Lemma 1 Let $A$ be a Noetherian local domain which is not a field. Suppose its maximal ideal $\mathfrak{m}$ is principal. Then $\bigcap_n \mathfrak{m}^n = 0$.
Proof: Let $\mathfrak{m} = tA$. Let $x \in \bigcap_n \mathfrak{m}^n$. Suppose $x \neq 0$. There exists $y_n \in A$ for every $n$ such that $x = t^ny_n$. Then $t^ny_n = t^{n+1}y_{n+1}$. Hence $y_n = ty_{n+1}$. Hence $y_nA \subset y_{n+1}A$. Since $A$ is Noetherian, there exists $k$ such that $y_kA = y_{k+1}A$. Hence there exists $u \in A$ such that $y_{k+1} = uy_k$. Since $y_k = ty_{k+1}$, $y_k = uty_k$. Hence $(1 - ut)y_k = 0$. Since $t \in \mathfrak{m}$, $1 - ut$ is invertible. Hence $y_k = 0$. Hence $x = t^ky_k = 0$. This is a contradiction. QED
Lemma 2 Let $A$ be a Noetherian local domain which is not a field. Suppose its maximal ideal $\mathfrak{m}$ is principal. Then $A$ is a discrete valuation ring.
Proof: Suppose $\mathfrak{m} = tA$. By Lemma 1, $\bigcap_n \mathfrak{m}^n = 0$. Let $I$ be a non-zero ideal of $A$. There exists $n$ such that $I \subset \mathfrak{m}^n$ but not $I \subset \mathfrak{m}^{n+1}$. Since $\mathfrak{m}^n = t^nA$, $It^{-n} \subset A$. Suppose $It^{-n} \neq A$. Then $It^{-n} \subset \mathfrak{m}$. Hence $I \subset \mathfrak{m}^{n+1}$. This is a contradictin. Hence $I = t^nA$. QED
Lemma 3 Let $A$ be an integral domain. Let $I$ be an ideal of $A$. Suppose $I$ is invertble. Then $I$ is a finitely generated projective $A$-module.
Proof: Since $II^{-1} = A$, there exist $a_1,\dots,a_n \in I$ and $b_1,\dots,b_n \in I^{-1}$ such that $\sum_i a_ib_i = 1$. Let $f_i:I\rightarrow A$ be the $A$-linear map defined by $f_i(x) = b_ix$. Let $L$ be a free $A$-module with a basis $e_1,\dots,e_n$. Let $g:L \rightarrow I$ be the $A$-linear map defined by $g(e_i) = a_i$. Let $f:I \rightarrow L$ be the $A$-linear map defined by $f(x) = \sum_i f_i(x)e_i = \sum_i b_ixe_i$. Since $gf(x) = \sum_i g(b_ixe_i) = \sum_i b_ia_ix = x$ for every $x \in I$, $gf = 1$. Hence $I$ is isomorphic to a direct summand of $L$. Hence $I$ is a finitely generated projective $A$-module. QED
Lemma 4 Let $A$ be a local ring. Let $M$ be a finitely generated projective $A$-module. Then $M$ is a finitely generated free $A$-module.

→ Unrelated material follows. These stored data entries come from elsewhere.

PR #2008, opened 2020-12-01
Fix some DDL/migration bugs relating to aliases

msullivan:
* Don't generate a 'DROP SCALAR TYPE' when an alias is ALTERed away
   from a scalar.
 * Fix several different things that could go wrong when ALTERing aliases,
   especially with regard to generating DeleteObjects for the old underlying
   type.

All of the test_schema_migrations_equivalence_collections_ tests now pass

Work on #1987.

### DIFF
--- a/tests/test_edgeql_data_migration.py
+++ b/tests/test_edgeql_data_migration.py
@@ -6865,12 +6865,6 @@ class TestEdgeQLDataMigration(tb.DDLTestCase):
             [{'a': 'hello', 'b': 42}],
         )
 
-    @test.xfail('''
-        The "complete" flag is not set even though the DDL from
-        "proposed" list is used.
-
-        This happens on the second migration.
-    ''')
     async def test_edgeql_migration_eq_collections_06(self):
         await self.migrate(r"""
             type Base {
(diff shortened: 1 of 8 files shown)


tests/test_edgeql_data_migration.py
```diff
@@ -6903,10 +6897,11 @@ async def test_edgeql_migration_eq_collections_06(self):
         )
 
     @test.xfail('''
-        The "complete" flag is not set even though the DDL from
-        "proposed" list is used.
+        ISE: column <blah> cannot be cast automatically to type
```
elprans, line 6900: This type of tests needs to be converted to use the `DESCRIBE CURRENT MIGRATION` mechanism, since altering a type requires user input.

elprans: Clarification: no need to do the conversion in this PR.

elprans (approved):

tests/test_edgeql_data_migration.py
msullivan: What does "requires" mean exactly here? We do all sorts of wild stuff in this file without describe current migration, and using POPULATE MIGRATION; COMMIT MIGRATION; works for most cases too?

This version ought to produce a better error than an ISE, too, right?

elprans: > This version ought to produce a better error than an ISE, too, right?

Yes. `POPULATE MIGRATION` should abort if user input is required to properly generate a migration.  What you're seeing currently is a Postgres equivalent of such an error.  I'm working on this bit  right now.

msullivan: Even `migrate` here kind of simulates user input, though, right? It repeatedly selects the proposed DDL.

elprans: > kind of simulates user input, though, right?

It simulates agreement with proposed DDL, but here there is no way to even generate any propositions, since we don't know how to convert from one data to another if there's no defined cast.  Similarly, when a `required` property is added, we must know the value to use to back-populate existing entries.

PR #2648, opened 2021-07-05
Fix restore of dump version 0.11

tailhook:
This fixes CLI command error (https://github.com/edgedb/edgedb-cli/pull/369/checks?check_run_id=2933758980#step:5:941).

To reproduce: just make a dump and restore the database having at least one object type via CLI from the branch `up_proto`.

Not sure how best to test this? Should I just copy my ugly test dump to the source code? Or should we rely on normal dump/restore cycle test after CLI are merged.


elprans (approved):
OK to rely on new CLI in tests

1st1:
Why wasn't this picked up by our test suite?

PR #2650, opened 2021-07-05
Fix docs build

jaclarke:
Moving the `Cardinality` enum into `edb/server/compiler/enums.py` in https://github.com/edgedb/edgedb/pull/2635 broke the docs build since this enum is rendered on the `docs/internals` pages, and sphinx was trying to import `edb.server.compiler` and it's dependencies.

Importing `Cardinality` directly from `edb.server.compiler.enums` doesn't work (I think because of `__init__.py`), so I've moved the enum into `edb/server/enums.py` to make the docs build work. @elprans Is there a better place to put this enum?


elprans (commented):
Perhaps we should use `edb.protocol` and move this, and relevant parts from `sertypes` and `testbase.protocol` there.  @1st1?

1st1:
> Perhaps we should use edb.protocol and move this, and relevant parts from sertypes and testbase.protocol there. @1st1?

Yeah, sure, makes sense.

elprans (approved):

Issue #2643, opened 2021-07-02
Make server command-line equivalent environment variables have the uniform `EDGEDB_SERVER_` prefix


elprans:
Currently the environment variables corresponding to server command-line flags are prefixed with `EDGEDB_`, which makes them overlap with the environment variables used for client connections, which might lead to surprises.  Fix this by prefixing the server variables uniformly with `EDGEDB_SERVER_` and deprecate the old set.  The docker image is affected in a similar way.

fmoor:
@elprans we aren't updating the prefix for the development debug variables too are we?

elprans:
No, debug vars may stay the same as they already have a prefix.

tailhook:
I'm not sure I nderstand the problem. It was always nice that `EDGEDB_PORT` works both for server and client. So if you change it both server runs on a new port and client does that too.

elprans:
> 'm not sure I nderstand the problem. It was always nice that `EDGEDB_PORT` works both for server and client.

It's cool if you intended that, but is very bad if you didn't.  IMO, explicit separation is more reliable here.

PR #2655, opened 2021-07-06
Remove environment variables from server CLI

fmoor:
related to https://github.com/edgedb/edgedb/issues/2643

This change removes the sparse, unused and undocumented  environment variables from the server CLI.

### DIFF
--- a/edb/server/args.py
+++ b/edb/server/args.py
@@ -200,7 +200,7 @@ def _status_sink_fd(fileno: int) -> Callable[[str], None]:
 
 _server_options = [
     click.option(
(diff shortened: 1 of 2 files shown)


fmoor:
@elprans did I get this right? I could only find 3 variables used by the server and they don't seem to be documented anywhere so I'm not sure what deprecating them amounts to except for not removing them. :confused:

elprans:
> I could only find 3 variables used by the server and they don't seem to be documented anywhere

Most of the env vars currently are exposed by the [docker image](https://github.com/edgedb/edgedb-docker).  Given the rather sporadic use of env vars in the server itself, I think we can get away with dropping them altogether.

elprans (approved):

PR #2656, opened 2021-07-07
Update the CLI docs.

vpetrovykh:
Make sure that the CLI docs are reflecting the current state of the
`edgedb` commands. Group the docs in a similar fashion to how they are
grouped in the CLI help.


docs/admin/configuration.rst
```diff
@@ -22,17 +22,17 @@ parameters using EdgeQL.  For example:
     CONFIGURE SYSTEM SET listen_addresses := {'127.0.0.1', '::1'};
 
 
-edgedb configure
-================
+edgedb config
```
tailhook, line 25: Oh, sorry, this is going to be reverted: https://github.com/edgedb/edgedb-cli/issues/376

docs/changelog/1_0_b1.rst
```diff
@@ -103,7 +103,7 @@ schema to be:
     };
 
 And we apply the changes by using :ref:`edgedb
-create-migration <ref_cli_edgedb_create_migration>` and :ref:`edgedb
+create-migration <ref_cli_edgedb_migration_create>` and :ref:`edgedb
```
tailhook, line 106: You've only changed reference but not the actual command

docs/changelog/1_0_b1.rst
```diff
@@ -126,7 +126,7 @@ migrate <ref_cli_edgedb_migrate>` commands again:
 At this point we may want to actually create a default channel "Main"
 and make the ``channel`` link required. So we alter the schema to make
 the link required and run :ref:`edgedb create-migration
```
tailhook, line 128: Same here.

docs/changelog/1_0_b1.rst
```diff
@@ -191,7 +191,7 @@ apply the changes:
 The above example shows some of the interactions with the EdgeDB
 migration management tools. We will keep improving the inference
 engine that guides the prompts of :ref:`edgedb create-migration
-<ref_cli_edgedb_create_migration>`. However, if the suggestion engine
+<ref_cli_edgedb_migration_create>`. However, if the suggestion engine
```
tailhook, line 194: And here

docs/cli/edgedb_self/edgedb_self_install.rst
```diff
@@ -0,0 +1,49 @@
...
+
+.. cli:synopsis::
+
+    edgedb self install [OPTIONS]
+
+
+Description
+===========
+
+``edgedb self install`` is a terminal command used to install the CLI
```
tailhook, line 18: Maybe mention something along the lines of "if you downloaded the binary manually to a temporary location, this is how you install it into standard location"

tailhook (approved):
Overall looks good. I've not checked files that have been split into multiple, if there are any changes.

Also we might want to mention somewhere that connection options could also be specified at the end of the command too.

docs/changelog/1_0_b1.rst
vpetrovykh: This is deliberate, because this is a changelog reference to the command as it used to be called when it was introduced, but linked to the actual non-deprecated version of the command.

docs/cli/edgedb_self/edgedb_self_install.rst
vpetrovykh: Updated.

docs/changelog/1_0_b1.rst
tailhook: Oops. Sorry, you're right!

vpetrovykh:
I've also added an `edgedb authenticate` section.

docs/admin/configuration.rst
vpetrovykh: I've reverted that bit (and other similar mentions) back to `configure`.

elprans:
@vpetrovykh Merge this?

elprans (approved):

PR #2658, opened 2021-07-07
Don't ask for conversion expressions when changing type of computable

msullivan:


elprans (approved):
There are more issues with computables at pgsql level (we apparently make columns for them and then forget to alter), but this is a good fix on its own.

PR #2659, opened 2021-07-07
Support changing function bodies in migrations

msullivan:
This has a few parts:
 * Turn up the nativecode coefficient
 * Fix generation of AlterFunction asts
 * Fix codegen of AlterFunction

Work on #1772.


elprans (approved):
Also needs a test to check if the return type is validated on the new body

Proof: Let $\mathfrak{m}$ be the maximal ideal of $A$. Let $k = A/\mathfrak{m}$. Since $M$ is finitely generated, dim$_k M\otimes_A k$ is finite. Let $a_1,\dots,a_n$ be elements of $M$ such that $\{a_1\otimes 1,\dots,a_n\otimes 1\}$ is a basis of $M\otimes_A k$ over $k$. By Nakayama's lemma, $a_1,\dots,a_n$ generates $M$ over $A$. Let $L$ be a free $A$-module with a basis $\{e_1,\dots,e_n\}$. Let $f:L\rightarrow M$ be the $A$-linear map such that $f(e_i) = a_i (i = 1,\dots,n)$. Let $K$ be the kernel of $f$. Then we get the following exact sequence.
$0 \rightarrow K \rightarrow L \rightarrow M \rightarrow 0$
Then the following sequence is exact by the well known theorem of homological algebra.
Tor$_1(M, k) \rightarrow K\otimes_A k \rightarrow L\otimes_A k \rightarrow M\otimes_A k \rightarrow 0$
Since $M$ is projective, Tor$_1(M, k) = 0$. Since $L\otimes_A k \rightarrow M\otimes_A k$ is an isomorphism, $K\otimes_A k = 0$. Since $M$ is projective, $K$ is a direct summand of $L$. Hence $K$ is finitely generated. Hence $K = 0$ by Nakayama's lemma. QED
Lemma 5 Let $A$ be a Noetherian local domain. Suppose its maximal ideal $\mathfrak{m}$ is the unique non-zero-prime ideal. Let $K$ be the field of fractions of $A$. Let $\mathfrak{m}^{-1} = \{x \in K; x\mathfrak{m} ⊂ A\}$. Then $\mathfrak{m}^{-1} \neq A$.
Proof: Let $a \neq 0$ be an element of $\mathfrak{m}$. By the assumption, Supp$(A/aA) = \{\mathfrak{m}\}$. Since Ass$(A/aA) \subset$ Supp($A/aA)$, Ass$(A/aA) = \{\mathfrak{m}\}$. Hence there exists $b \in A$ such that $b \in A - aA$ and $\mathfrak{m}b \subset aA$. Since $\mathfrak{m}(b/a) \subset A$, $b/a \in \mathfrak{m}^{-1}$. Since $b \in A - aA$, $b/a \in K - A$. QED
Lemma 6 Let $A$ be an integral domain. Let $K$ be the field of fractions of $A$. Let $M \neq 0$ be a finitely generated $A$-submodule of $K$. Let $x \in K$ be such that $xM \subset M$. Then $x$ is integral over $A$.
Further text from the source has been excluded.